Problem description:
Give back an exact copy of the lines in the records below, from the line that has "The tool API" through the line that has "the tool results.", and nothing besides.

Dataset items:

══════════

PR #1383, opened 2026-03-23
Fix MIME type detection fallback when puremagic returns empty string

### LINKED ISSUE #1340: MIME type detection fails when puremagic returns empty string
# MIME type detection fails when puremagic returns empty string

## Problem

When attaching files to LLM requests, the `mimetype_from_path()` function in `llm/utils.py` can fail to detect MIME types for certain files, causing attachment validation to fail with an error like:

```
Error: This model does not support attachments of type '', only audio/flac, image/heif, ...
```

## Root Cause

The `mimetype_from_path()` function relies on `puremagic.from_file()` to detect MIME types. However, when `puremagic` cannot detect a file type, it can return an empty string `''` instead of raising a `PureError` exception. The current code only handles the exception case:

```python
def mimetype_from_path(path) -> Optional[str]:
    try:
        type_ = puremagic.from_file(path, mime=True)
        return MIME_TYPE_FIXES.get(type_, type_)
    except puremagic.PureError:
        return None
```

When `puremagic` returns an empty string, it gets passed through as the MIME type, which then fails validation in `_validate_attachments()`.

## Solution

Add a fallback to Python's standard `mimetypes.guess_type()` when `puremagic` returns an empty string or raises an exception. This ensures that common file types (like `.mp4`, `.jpg`, etc.) are correctly detected even when `puremagic` fails.

## Proposed Fix

The fix adds:
1. Import of the `mimetypes` module
2. Check for empty string return value from `puremagic`
3. Fallback to `mimetypes.guess_type()` in both the empty string case and the exception handler

This maintains backward compatibility while providing a more robust MIME type detection mechanism.

## Testing

The fix has been tested with files that previously failed MIME type detection (e.g., `.mp4` files) and now correctly returns `video/mp4` using the fallback mechanism.

r266-tech:
Closes #1340

## Problem
When puremagic cannot detect a file type, it can return an empty string instead of raising a PureError. The current code only catches the exception, so the empty string passes through as the MIME type and causes attachment validation to fail.

## Fix
- Check for empty/falsy return from puremagic before using the result
- Add mimetypes.guess_type() fallback in mimetype_from_path() for when puremagic fails
- Added import mimetypes (stdlib, no new dependency)

### DIFF
--- a/llm/utils.py
+++ b/llm/utils.py
@@ -3,6 +3,7 @@ import hashlib
 import httpx
 import itertools
 import json
+import mimetypes
 import pathlib
 import puremagic
 import re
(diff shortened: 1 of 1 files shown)


r266-tech:
Closing this duplicate in favor of #1341, the earlier fix from the author of #1340. I compared both patches: they cover the same empty-string handling and file-extension fallback, so keeping this PR open adds no distinct fix.

Issue #506, opened 2024-06-06
how to pass messages list to model.prompt() 


cometta:
this is the example i found in the tutorial, if i have list of messages how to call prompt() ?

```
response = model.prompt("<can i put list of json messages here>")

```

below is example when i use openai library

```
messages = [
    {"role": "system", "content": "message 1"},
    {"role": "user", "content": "message 2"}
    {"role": "assistant", "content": "message 3"}
    {"role": "user", "content": "message 4"}
    
]

response = openai.ChatCompletion.create(
  model="gpt-3.5-turbo",
  messages=messages
)

```

PR #1411, opened 2026-04-22
The big messages=[] and parts refactor (third attempt)

simonw:
Refs:
- #506


simonw:
New documentation is here: https://github.com/simonw/llm/blob/92f9359ba3c5c99751fbe8a692308db6c78de585/docs/python-api.md#structured-messages-and-streaming-events

simonw:
Plugin author documentation: https://github.com/simonw/llm/blob/messages-refactor/docs/plugins/advanced-model-plugins.md#structured-messages-and-streaming-events

docs/plugins/advanced-model-plugins.md
```diff
@@ -246,30 +246,348 @@ As you can see, it uses `attachment.url` if that is available and otherwise fall
...
+The provider reports only a count — no reasoning text. Record the count on the Response object and the framework will prepend a redacted `ReasoningPart`:
+
+```python
+# Anywhere before set_usage runs (usually at the end of execute):
+if reasoning_tokens > 0:
+    response._reasoning_token_count = reasoning_tokens
+```
+
+For OpenAI this count lives in `usage.completion_tokens_details.reasoning_tokens`; read it **before** calling `self.set_usage()` — `set_usage()` mutates the usage dict via `pop()` and simplifies out zero-valued entries.
+
```
simonw: I don't like this bit at all, I see no reason for us to count redacted reasoning tokens reported here when we get them in the usage block at the end anyway.

simonw:
I'm still iterating on the Python API design - currently trying to make the `response.reply()` method more ergonomic.

I told Claude Code:

> Write out /tmp/summary.md which is a summary of the Python API changes between main and this branch, make it nice to read

Here's the result:

----

# Python API changes: `main` → `messages-refactor`

This branch is a substantial Python API expansion. Backwards compatibility for the simple cases is preserved (plain string yields from plugins, plain string output to callers, `response.text()` still works), but a richer typed surface sits underneath.

---

## The new mental model

A response is now a **list of `Message` objects**, each containing a list of typed `Part` objects.

```python
response.messages()
# [Message(role="assistant", parts=[
#     ReasoningPart(text="thinking...", redacted=False),
#     TextPart(text="The answer is 42."),
#     ToolCallPart(name="search", arguments={"q": "weather"}, tool_call_id="..."),
# ])]
```

`response.messages()` is a method (matching `response.text()`, `response.json()`, `response.tool_calls()`); calling it forces execution if the response hasn't been drained. Async equivalent: `await response.messages()`.

Five `Part` subclasses cover everything: `TextPart`, `ReasoningPart`, `ToolCallPart`, `ToolResultPart`, `AttachmentPart`. Plus a top-level `Message` with `role` and `parts`.

The same shape lives on the **input** side: `prompt.messages` is the canonical input chain that the plugin sees. Construction helpers exist for ergonomics:

```python
import llm
chain = [
    llm.system("You are concise."),
    llm.user("Hello"),
    llm.assistant("Hi!"),
    llm.user("How are you?"),
]
response = model.prompt(messages=chain)
```

---

## Streaming gets typed events

Instead of just yielding strings, plugins now yield `StreamEvent` objects, and consumers can read them too:

```python
for event in response.stream_events():
    if event.type == "reasoning":
        print(f"[thinking: {event.chunk}]", end="")
    elif event.type == "text":
        print(event.chunk, end="")
    elif event.type == "tool_call_name":
        print(f"\n[calling {event.chunk}]")
```

Async equivalent: `async for event in response.astream_events()`. Plain `for chunk in response` continues to yield only text strings — fully backwards compatible.

`StreamEvent.type` is one of `"text"`, `"reasoning"`, `"tool_call_name"`, `"tool_call_args"`, `"tool_result"`. The framework groups events into Parts automatically — plugins don't have to allocate `part_index` values manually in 95% of cases.

---

## Reasoning, two flavours

**Visible reasoning** (Claude extended thinking, Gemini with `includeThoughts`): streams as `reasoning`-type events. The LLM CLI dim-prints these on stderr by default; pass `-R` / `--no-reasoning` to suppress.

**Opaque reasoning** (OpenAI o-series, GPT-5 thinking, Gemini without `includeThoughts`): the provider reports a token count but no content. Surfaces as a single marker:

```python
ReasoningPart(text="", redacted=True)
```

That marker is hoisted to the start of the assembled message, so UIs render "the model thought" before the answer even though the count typically arrives at the end of the stream. The actual count lives on `response.token_details["reasoning_tokens"]`, not on the Part.

---

## Tool calls

The tool API is unchanged for the simple chained case (`model.chain(...)` does the loop), but there's a richer manual surface now.

**Inspect what the model wants to call:**
```python
response.tool_calls()
# [ToolCall(name='upper', arguments={'text': 'panda'}, tool_call_id='...')]
```

**Run them yourself:**
```python
results = response.execute_tool_calls()
# [ToolResult(name='upper', output='PANDA', tool_call_id='...')]
```

**Continue the conversation in one call:**
```python
follow_up = response.reply()
print(follow_up.text())
```

Zero-arg `reply()` on a response that made tool calls auto-executes them and feeds the results back. Pass an explicit `tool_results=` to skip auto-execution and use your own (e.g. mutated, mocked, or pre-computed) results. Pass a `prompt=` string to also append a user turn after the tool results.

Async `reply()` is awaitable (`await response.reply()`) so the auto-execute path can `await` `execute_tool_calls()` internally.

---

## Persisting and continuing conversations

Two new round-trip methods:

```python
payload = response.to_dict()                      # JSON-safe dict
restored = llm.Response.from_dict(payload, model=model)
follow_up = restored.reply("Add 3 to that")       # continues from disk
```

The `to_dict()` payload captures everything needed: model id, the input chain (`prompt.messages`), the assembled output (`response.messages()`), and any options. The async equivalents are `AsyncResponse.from_dict()` / `await async_response.reply(...)`.

Provider-specific opaque data (Anthropic thinking signatures, Gemini thought signatures, OpenAI encrypted reasoning blobs) round-trips automatically via `Part.provider_metadata` so multi-turn continuity Just Works across save/load.

---

## At a glance

| Capability                        | Before                            | After                                                 |
|-----------------------------------|-----------------------------------|-------------------------------------------------------|
| Iterate response                  | `for chunk in response`           | unchanged (yields text strings)                       |
| Get full text                     | `response.text()`                 | unchanged                                             |
| Get assembled output              | —                                 | `response.messages()` (list of `Message`)             |
| Get streaming events              | —                                 | `response.stream_events()` / `astream_events()`       |
| Distinguish reasoning from text   | —                                 | `event.type == "reasoning"` vs `"text"`               |
| Mark opaque reasoning             | —                                 | `ReasoningPart(text="", redacted=True)`               |
| Run tools manually                | —                                 | `response.execute_tool_calls()`                       |
| Continue a conversation manually  | manually rebuild `messages=`      | `response.reply(...)` — auto-runs tools if present    |
| Save and restore                  | hand-rolled                       | `response.to_dict()` / `Response.from_dict()`         |
| Round-trip provider tokens        | each plugin's own ad-hoc storage  | `Part.provider_metadata` (namespaced by provider)     |

---

## Notes for upgrading

- **String yields still work** in plugins. Anything that returned plain `str` from `execute()` continues unchanged.
- **`for chunk in response`** still yields text strings only — non-text events are filtered out of the iterator.
- **`response.text()`** still concatenates the visible text answer.
- **`response.messages()`** is the new way to access the structured assistant turn(s). It auto-forces execution; on async responses, `await response.messages()`.
- **`model.chain(...)`** API is unchanged; the chain still drives the multi-turn tool loop. New: it correctly carries `system=` / `system_fragments=` through tool-result turns.
- **`response.reply(...)`** is new — it replaces the old "manually build messages= and call model.prompt" pattern.

---

## Plugin authoring (brief)

Plugin authors get a richer contract:

- Yield `StreamEvent` objects (or plain `str` for the simple case).
- Read `prompt.messages` (the canonical input chain) instead of walking conversation history.
- Stash opaque provider data in `StreamEvent.provider_metadata`; the framework merges it onto the finalized Part and round-trips it via `to_dict()`.
- For opaque reasoning, yield `StreamEvent(type="reasoning", chunk="", redacted=True)` once — no side-channel attribute needed.

See `docs/plugins/advanced-model-plugins.md` for the full plugin authoring guide.

simonw:
In an earlier branch ([dag](https://github.com/simonw/llm/commits/dag/)) I experimented with turning the SQLite logs into a graph structure and recording all of the parts - I think we can land and ship this in an alpha *without* any logging changes, other than I want to log reasoning text separately such that it can be shown in the Markdown log export from `llm logs`.

simonw:
I prototype documenting the serialization format but I don't think that is necessary yet, that can happen as part of the upcoming logging work.

simonw:
Here are two test scripts for the Python API and the LLM CLI tool against any model: https://gist.github.com/simonw/3a4935e8e290547ca2eb38a1e97c11fa

To run the Python one:

```
uv run https://gist.githubusercontent.com/simonw/3a4935e8e290547ca2eb38a1e97c11fa/raw/e5843dadd390ec2f9f13d84d6e9ac3cf9f112826/exercise_032_features.py \
  gpt-5.4-nano
```

And for the shell script:

```
wget https://gist.githubusercontent.com/simonw/3a4935e8e290547ca2eb38a1e97c11fa/raw/e5843dadd390ec2f9f13d84d6e9ac3cf9f112826/exercise_032_cli.sh
chmod 755 exercise_032_cli.sh
./exercise_032_cli.sh gpt-5.4-nano
```

llm/default_plugins/openai_models.py
```diff
@@ -970,8 +1009,30 @@ def execute(
...
+                )
+        # Read reasoning_tokens from usage BEFORE set_usage runs —
+        # set_usage pops top-level keys and passes the rest through
+        # simplify_usage_dict, which strips zero-valued entries.
+        if usage:
+            reasoning_tokens = (usage.get("completion_tokens_details") or {}).get(
+                "reasoning_tokens", 0
+            )
+            if reasoning_tokens:
+                yield StreamEvent(type="reasoning", chunk="", redacted=True)
```
simonw: Pretty sure we don't need this.

simonw:
I think this is good enough for an alpha.

PR #1434, opened 2026-05-05
Experimental prompt.display_reasoning mechanism

simonw:
So you can turn off display reasoning and compatible plugins can then opt not to request reasoning summaries from their models, even as they do actually run reasoning.

Not yet sure if the design is right.


simonw:
I'm doing this as `hide_reasoning=True` instead.

PR #1435, opened 2026-05-06
OpenAI Responses API model classes

simonw:
> We need to leave the existing chat completion class alone, since other plugins import it
> 
> Instead we will add a new class which implements the responses API but also offers a special chat_completions Boolean option which, if set, dispatches to the existing chat completions implantation. This is so when we register model they can use the new responses class but callers can still opt in to chat completions using "-o chat_completions 1" if they really need to
> 
> Start by building that new class and testing it interest against the real API - there is an OPENAI_API_KEY in this environment so testing with "llm -m gpt-5.5 hello" should work, try that once first to confirm it does before you start coding
> 
> Get it all working and then add new tests by capturing test data using the mechanism described in the README

https://claude.ai/code/session_01S7UevnY7zKogbthSz4UXJv


simonw:
I had Codex run a manual testing run against the branch using Showboat, results here: https://gist.github.com/simonw/19cfef23659a939c12b1f8a6ccfe227a

simonw:
Had Codex write and execute a script to test ALL the model IDs, which I used to help decide which ones to port to Responses: https://gist.github.com/simonw/4d1a1749475b092a328b92ae5f272e87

══════════

Task solution:
The tool API is unchanged for the simple chained case (`model.chain(...)` does the loop), but there's a richer manual surface now.

**Inspect what the model wants to call:**
```python
response.tool_calls()
# [ToolCall(name='upper', arguments={'text': 'panda'}, tool_call_id='...')]
```

**Run them yourself:**
```python
results = response.execute_tool_calls()
# [ToolResult(name='upper', output='PANDA', tool_call_id='...')]
```

**Continue the conversation in one call:**
```python
follow_up = response.reply()
print(follow_up.text())
```

Zero-arg `reply()` on a response that made tool calls auto-executes them and feeds the results back. Pass an explicit `tool_results=` to skip auto-execution and use your own (e.g. mutated, mocked, or pre-computed) results. Pass a `prompt=` string to also append a user turn after the tool results.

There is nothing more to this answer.